Computers mainly consists of a CPU, monitor, keyboard and a mouse.- Automobile : Car : Car is a four wheeled motor vehicle used for transportation.
My expected output should give me category, item and the description of that item. So for 1st item, Cake, the RE should group "Food", "Cake", "Baked sweet food made from flour, sugar and other ingredients.".
My current RE looks like this:
[0-9]+\s*.\s*(\w*)\s*:\s*(\w*)\s*:\s*(.*)
This seems to be working for items which has description with no line-breaks. If it has a line-break, i.e., Computer in the example, the RE only matches its description up to the line-break. The RE discards the second sentence in that description.
Please help me understand what I am missing out here.
Upvotes: 2
Views: 59
Reputation: 3553
This may be a rudimentary approach, but it works on the sample input you've provided:
[0-9]+\s*.\s*(\w*)\s*:\s*(\w*)\s*:\s*((?:.*[\n\r]?)+?)(?=$|\d\s*\.)
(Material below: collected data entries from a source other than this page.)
PR #11178, opened 2019-05-18
adjust error messages for muted and banned users, and system flagging error

Alys:
No issue was logged for this.

This PR improves some of the error notification messages that players see if they have had their chat permissions revoked.

It also improves the message you see if you try to flag/report a `system` message.

These changes have been discussed with and approved by beffymaroo and the other mods.

I've tested them all on a local install and they all work. A couple of examples are below.

image

```
$ curl -d "" -X POST -H "x-api-user: ba381bcd-831c-4d5a-9d91-e4d936139f77" -H "x-api-key: ..." http://localhost:8080/api/v3/groups/cb32f49e-2d95-473a-bc96-7dd96da4ebbe/chat/d5decc58-f7dc-4a80-85c3-620991dff5d8/flag
{"success":false,"error":"BadRequest","message":"You cannot report a system message. If you need to report a violation of the Community Guidelines related to this message, please email a screenshot and explanation to our Community Manager at admin@habitica.com."}
```


Alys:
The failing test seems unrelated.
```
  1) payments - stripe - #checkout
       verifies credentials:
      AssertionError: expected { Object (code, error, ...) } to deeply equal { Object (code, error, ...) }
      + expected - actual
       {
         "code": 401
         "error": "Error"
      -  "message": "Invalid API Key provided: aaaabbbb********************1111"
      +  "message": "Invalid API Key provided: ****************************1111"
       }
      at getBasePromise.then.then.newArgs (node_modules/chai-as-promised/lib/chai-as-promised.js:302:22)
      at process._tickCallback (internal/process/next_tick.js:68:7)
```

Alys:
The latest commit improves the wording in the error notification that a player sees when they've been blocked.

It also also changes markdown links in that message to plain text because raw markdown was being shown in some locations (for example when you saw the error messages on the command line while using an API command).

BEFORE, showing raw markdown:
image

AFTER:
image

website/common/locales/en/groups.json
```diff
@@ -266,9 +266,9 @@
   "userRequestsApproval": "<%= userName %> requests approval",
   "userCountRequestsApproval": "<%= userCount %> members request approval",
   "youAreRequestingApproval": "You are requesting approval",
-  "chatPrivilegesRevoked": "You cannot do that because your chat privileges have been revoked.",
-  "cannotCreatePublicGuildWhenMuted": "You cannot create a public guild because your chat privileges have been revoked.",
-  "cannotInviteWhenMuted": "You cannot invite anyone to a guild or party because your chat privileges have been revoked.",
+  "chatPrivilegesRevoked": "You cannot do that because your chat privileges have been removed. For details or to ask if your privileges can be returned, please email our Community Manager at admin@habitica.com or ask your parent or guardian to email them. Please include your @Username in the email. If a moderator has already told you that your chat ban is temporary, you do not need to send an email.",
```
paglias: this new part here seems common to several strings, could it be moved into its own string?

paglias (commented):
Left a comment about the possibility of condensing some repeated content in only one string in order to avoid inconsistencies between translations and load less data :)

If it's too difficult feel free to merge anyway

website/common/locales/en/groups.json
Alys: I've replaced the near-duplicate messages with the one generic one.

That was actually the original suggestion I made to the other mods and they were fine with it so this is okay from a moderator perspective.

Ready for review again.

Basically, we take as much text (including newlines) as possible in a description until we reach the end of the file, or another numerical index.
You can see the implementation here
Upvotes: 1
Reputation: 195478
If the category, item and description is separated by double newline, you can use this example to parse it (regex101):
import re
txt = '''1. Food : Cake : Baked sweet food made from flour, sugar and other ingredients.
2. Electronics : Computer : A machine to carry out a computer programming operation.
Computers mainly consists of a CPU, monitor, keyboard and a mouse.
3. Automobile : Car : Car is a four wheeled motor vehicle used for transportation.'''
for cat, item, desc in re.findall(r'^(?:\d+)\.([^:]+):([^:]+):(.*?)(?:\n\n|\Z)', txt, flags=re.M|re.S):
print(cat)
print(item)
print(desc)
print('-' * 80)
Prints:
Food
Cake
Baked sweet food made from flour, sugar and other ingredients.
--------------------------------------------------------------------------------
Electronics
Computer
A machine to carry out a computer programming operation.
Computers mainly consists of a CPU, monitor, keyboard and a mouse.
--------------------------------------------------------------------------------
Automobile
Car
Car is a four wheeled motor vehicle used for transportation.
--------------------------------------------------------------------------------
Upvotes: 2